Gibt es Größenunterschiede zwischen den verschiedenen Modellen?
Welche Größe würdet ihr mir bei 1,83m Größe und 80 kg Gewicht empfehlen?

Normale Statur, also keinen langen Beine und lange Arme 
	

	
	
		
		

		
			








Der soll es evtl. werden: https://www.bike-components.de/de/dirtlej/Dirtsuit-sfd-Edition-p65180/


----------



## Roudy-Radler (6. Februar 2020)

Dirtlej sagt M/L
Ich würde mit L anfangen, falls du nicht beide bestellen willst.


----------



## MTB-News.de




----------



## topmech (6. Februar 2020)

hey,
habe einen Dirtlej in L, bin 1,76m groß und wiege ca. 78kg.
wenn man sich für -5° anzieht, wird das schon eng am Bauch.
Aber bei dir ist das etwas besser verteilt. Würde mir an deiner Stelle mal das Teil in L und XL bestellen. Aber Größe M auf gar keinen Fall.

Gruß
Nico


----------



## zanderschnapper (6. Februar 2020)

topmech schrieb:


> hey,
> habe einen Dirtlej in L, bin 1,76m groß und wiege ca. 78kg.
> wenn man sich für -5° anzieht, wird das schon eng am Bauch.
> Aber bei dir ist das etwas besser verteilt. Würde mir an deiner Stelle mal das Teil in L und XL bestellen. Aber Größe M auf gar keinen Fall.
> ...


Okay, danke.
Das hört sich schon mal gut an


----------



## Roudy-Radler (6. Februar 2020)

topmech schrieb:


> hey,
> habe einen Dirtlej in L, bin 1,76m groß und wiege ca. 78kg.
> wenn man sich für -5° anzieht, wird das schon eng am Bauch.
> Aber bei dir ist das etwas besser verteilt. Würde mir an deiner Stelle mal das Teil in L und XL bestellen. Aber Größe M auf gar keinen Fall.
> ...


Die scheinen alle unterschiedlich auszufallen.
Ich hatte den Classic in XL da. (1,90m + 88Kg)
Der war mir ca 10 cm zu lang und war an der Tallie nicht zu fixieren.


----------



## FocusFlo (6. Februar 2020)

Ich würde es auch mit L probieren, bin selbst 180cm und bringe 78 kg auf die Waage,  und es passt sehr gut. M kannst dir definitiv schenken


----------



## stefan406 (6. Februar 2020)

Ich bin 1.85 und hatte beim alten Modell die L. Bein neuen passt die nicht mehr, da brauche ich Xl. Die neuen fallen definitiv kleiner aus.


----------



## zanderschnapper (6. Februar 2020)

Okay, dann werde ich es mit Größe L mal probieren


----------



## topmech (6. Februar 2020)

Wenn wir es schon mal vom Dirtlej haben, bin heute wo hängen geblieben und es ist ein ca. 12cm langer Riss am Ärmel entstanden.
Wie kriege ich den am besten wieder dicht vernäht?


----------



## SmokeyBear (6. Februar 2020)

Also scheinbar gibts wirklich ernsthafte Unterschiede ?. Habe nen 2019er Classic, bin 185cm/83kg in Größe L. Für'n Winter so ok, ohne Pulli drunter würde aber denke ich sogar M reichen. Kommt dann halt ein bisschen drauff an ob er nur fürs Schmuddelwetter oder für die Wintersaison sein soll. XL hatte ich aufgrund von Erfahrungen und sogar nach Ratschlag von Dirtlej zunächst geordert, war aber ein riesen Sack und ging zurück?.


----------



## --- (6. Februar 2020)

SmokieBear schrieb:


> ohne Pulli drunter würde aber denke ich sogar M reichen.

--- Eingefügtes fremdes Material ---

PR #1656, opened 2026-09-18
Fix card height and background color on Other Tools cards

saberprivateer:
### Human Summary
There was a UI bug on the cards where the color wasn't consistent and was cut-off at the bottom. This fix made it so that independent of the lines of text the entire card color will be consistent.

### Agent Summary
- **Component**: `LandingPageOtherTools.tsx`
- **Issue**: The flex row container stretched all three cards to match the height of the tallest card (which had 3 lines of description), while the custom `lightShade.main` background color was only applied to the inner `CardActionArea` without `height: '100%'`. This left an exposed white strip from the underlying MUI `Card` background at the bottom of the shorter cards.
- **Fix**:
  - Moved `backgroundColor: 'lightShade.main'` to `<Card>` to guarantee consistent background surface color regardless of content.
  - Set `height: '100%'`, `display: 'flex'`, `flexDirection: 'column'`, `alignItems: 'stretch'`, and `justifyContent: 'flex-start'` on `<CardActionArea>` so that the interactive ripple and click surface expands to fill the full card height.
  - Set `height: '100%'` and `width: '100%'` on `<CardContent>`.
- **Verification**: Built the frontend bundle with `npm run build -w @equal-vote/star-vote-frontend` (clean build in 8.34s).

Before
before_cards_white_on_bottom

After
image

Still okay on mobile
image

## Related Issues

None


ArendPeter (approved):
Thanks Dan!

PR #1659, opened 2026-09-19
Allow email blasts for admin-managed voter ID elections

ArendPeter:
## Human Summary
This allows admins to specify both a voter id and an email. This opens up email blasts for users who choose to have admin managed voter ids, and it's particularly relevant for the upcoming FOSS United election.

## Summary
- Admin-managed voter IDs and BetterVoting-managed voter IDs previously treated "who manages the voter ID" and "can we email voters" as mutually exclusive, even though the roll-upload flow already allowed an admin to attach an email to a voter_id-managed row.
- Removed the `invitation === 'email'` requirement from the backend `sendEmailsController` gate — email blasts are now available to any closed-access election, not just BV-managed ones. Roll entries without an email on file are filtered out of the recipient list (with a clear error if none qualify) instead of the whole request being blocked.
- `ViewElectionRolls.tsx`: split the old `usesEmail` flag into `redactsVoterIds` (BV-managed only, controls voter_id column visibility) and `canSendEmailBlast` (any closed election), so "Draft Email Blast" now shows for admin-managed elections too.
- `EditElectionRoll.tsx`: the per-voter "Draft Email" button and email-events history now show whenever a roll entry has an email, regardless of mode; the BV-specific auto-invite status labels stay gated on the existing reveal-flow check.

## Test plan
- `tsc --noEmit` passes for backend, frontend, and shared packages.
- Manually reasoned through the admin-managed + email roll upload path (`AddElectionRoll.tsx` / `addElectionRollController.ts`), which already supported storing an email alongside an admin-managed voter_id with no changes needed.
- Could not run the local Jest suite — `setupTests.ts` fails to resolve in this environment even on an unmodified file, so it's a pre-existing local environment issue unrelated to this change.


ArendPeter (commented):
Looks good to me 😅 .

I've reviewed it carefully, and I think I'll merge this one since the FOSS United Team could feasibly hit this error before the voter limit override goes through.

Du meinst jetzt aber hoffentlich nicht so einen gewöhnlichen Baumwollpulli, oder?


----------



## MTB-News.de




----------



## zanderschnapper (7. Februar 2020)

Was habt ihr für Erfahrungen in Bezug "Dichtheit" am Hintern gemacht?
Habe mehrfach schon gehört, dass durch den Dreck am Sattel das Hinterteil recht schnell undicht wird und dass sich Nähte öffnen.
Wie ist es am Rücken, speziell der Übergang "Jacke" zur "Hose"?
Ist das Material dort 100%ig dicht?


----------



## SmokeyBear (7. Februar 2020)

--- schrieb:


> Du meinst jetzt aber hoffentlich nicht so einen gewöhnlichen Baumwollpulli, oder?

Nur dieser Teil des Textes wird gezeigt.